Thanks for the comments Jinx. I know exactly what socket your talking about so i'll probably pick one up in the next couple of days. Will the bulb itself be okay as far as condensation goes?

I think my LFS has eco complete and black fluorite. One of the two will definitely be used in the future.


----------



## hilikus16 (Nov 6, 2008)

Update: 12/3/08

I received my Marselia m. today from a member here. He gave me a lot of the plant; so much that I could only use about a 1/3 of it! Thanks Ghazanfar!

I just got done planting (which was a pain) so mind the cloudy water. Ill take more pictures tonight or tomorrow when it clears up a good bit. 

Time to let it grow out a bit. I'll keep updating every few days. Let me know what you think!


----------



## brion0 (Sep 28, 2008)

I Bought a plant in a tube at Petco labled Argentina Sword. It looked like yours, after some searching I learned it was better suited for terariums. It lived okay under water, took them out to make room. I had an amazon sword that was groing fast an big.
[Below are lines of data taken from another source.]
PR #4413, opened 2024-11-18
Increasing number of retries for buganizer

vitorguidi:
### Motivation

oss-fuzz-apply-ccs is failing. A possible cause is request rate limiting on the buganizer API. This PR increases the number of retries for buganizer requests, in order to fix this particular issue.

### DIFF
--- a/src/clusterfuzz/_internal/issue_management/google_issue_tracker/issue_tracker.py
+++ b/src/clusterfuzz/_internal/issue_management/google_issue_tracker/issue_tracker.py
@@ -32,7 +32,7 @@ from clusterfuzz._internal.issue_management import issue_tracker
 from clusterfuzz._internal.issue_management.google_issue_tracker import client
 from clusterfuzz._internal.metrics import logs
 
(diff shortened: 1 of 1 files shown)


jonathanmetzman (approved):
lgtm

jonathanmetzman:
I wonder if retries is a good way to deal with rate limiting.
Are these isues filed concurrently?

oliverchang (approved):
Do we still want this? Or have we determined a better root cause for the issues we're seeing?

vitorguidi:
> Do we still want this? Or have we determined a better root cause for the issues we're seeing?

This is actually the same thing as build-stats, 400 response (maybe from the gaia issue , I need to look further into it)

```
 <HttpError 400 when requesting https://issuetracker.googleapis.com/v1/issues/42478377:modify?alt=json returned "Request contains an invalid argument.". Details: "Request contains an invalid argument.">.
 ```
 
 Closing this, since the root cause is something else.

PR #4414, opened 2024-11-19
[Monitoring] Adding a blackbox fuzzer testcase generation time metric

vitorguidi:
### Motivation

Chrome folks need to know how long on average a fuzzer takes to generate a testcase. This PR implements that.

Part of #4271

### DIFF
--- a/src/clusterfuzz/_internal/bot/tasks/utasks/fuzz_task.py
+++ b/src/clusterfuzz/_internal/bot/tasks/utasks/fuzz_task.py
@@ -1581,22 +1581,25 @@ class FuzzingSession:
 
     # Run the fuzzer to generate testcases. If error occurred while trying
     # to run the fuzzer, bail out.
-    testcase_generation_start_time = time.time()
+    testcase_generation_start = time.time()
     generate_result = self.generate_blackbox_testcases(
         fuzzer, job_type, fuzzer_directory, testcase_count)
     if not generate_result.success:
       return None, None, None, None
-    testcase_generation_finish_time = time.time()
-    elapsed_testcase_generation_time = testcase_generation_finish_time - testcase_generation_start_time
+    testcase_generation_finish = time.time()
+    elapsed_testcase_generation_time = testcase_generation_finish
+    elapsed_testcase_generation_time -= testcase_generation_start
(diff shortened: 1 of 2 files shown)


src/clusterfuzz/_internal/bot/tasks/utasks/fuzz_task.py
```diff
@@ -1581,10 +1581,22 @@ def do_blackbox_fuzzing(self, fuzzer, fuzzer_directory, job_type):
 
     # Run the fuzzer to generate testcases. If error occurred while trying
     # to run the fuzzer, bail out.
+    testcase_generation_start_time = time.time()
```
jonathanmetzman: We don't want to include failures? What if there's exceptions? I think having a context manager can help here and avoid cluttering up the code with metrics code.

vitorguidi: I don't see how to include failures here. If an exception is thrown on line 1587, then we do not really care about partial successes (and we do not even have a way to get a partial result from the inner function, since it is throwing anyway).

Am I missing something obvious here?

vitorguidi: Re the context manager, an auxiliary function is simpler IMO, since there is really nothing special to do when exceptions show up

jonathanmetzman: Auxiliary sgtm!

alhijazi (approved):

src/clusterfuzz/_internal/metrics/monitoring_metrics.py
```diff
@@ -140,6 +140,19 @@
     ],
 )
 
+TESTCASE_GENERATION_AVERAGE_TIME = monitor.CumulativeDistributionMetric(
+    'task/fuzz/fuzzer/testcase_generation_duration',
+    bucketer=monitor.FixedWidthBucketer(width=0.05, num_finite_buckets=20),
```
vitorguidi, line 145: This would cap the metric at 1, just like the others before.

Swords are cute when small, the amazon is gone to after it took over half my 29 gal with no sign of slowing.

Ferns look nice tied to wood, the roots will grow and hang down.


----------



## hilikus16 (Nov 6, 2008)

Thanks for the info Brion. That "argentina sword" (or whatever) actually came from petco so chances are it's the same one you had. I guess i'll replace mine in the future since it's not a true aquatic plant.

I'm currently thinking about yanking out the crypts on the right and replacing them with a midground like downoi when I switch my substrate. I'm also going to get rid of the sword but I need ideas for a new small-leafed background plant.


----------



## hilikus16 (Nov 6, 2008)

Update: 12/7/08

Well I know not too many people are following this tank but for the few that are I want to keep updating it. It's been 5 days since I planted the Marselia and I'm noticing some new growth already. A few leaves turned yellow and are probably going to die off but thats expected. 

I can't seem to get the front of my tank clean/clear and every time I try to I scratch it because it's acrylic. Over my xmas break I plan on buying a 5.5g AGA. I'm going to basically start over and do it right. I'm going to get eco complete substrate, the tom rapids mini canister, and i'll build my own hood with about 20-25w under it. Until then i'll keep this tank updated. Any suggestions are welcome.

FTS


New Growth


New Growth


----------



## CL (Mar 13, 2008)

Good start


----------



## hilikus16 (Nov 6, 2008)

clwatkins10 said:


> Good start


thanks!


----------



## hilikus16 (Nov 6, 2008)

update: 12/10/08

it's been one week since i planted the marselia and im already noticing some good growth. everything else is growing pretty steadily too, especially the crypts. not much else has changed. 

the glare on the front of this tank is just killing me. that and i keep scratching it by accident. this is why i'm about 90% i'll be getting a 5.5g aga in about a week  this tank just isn't quite how i want it so a fresh start will be nice.

anyways it's picture time:

some new growth



more growth



FTS


----------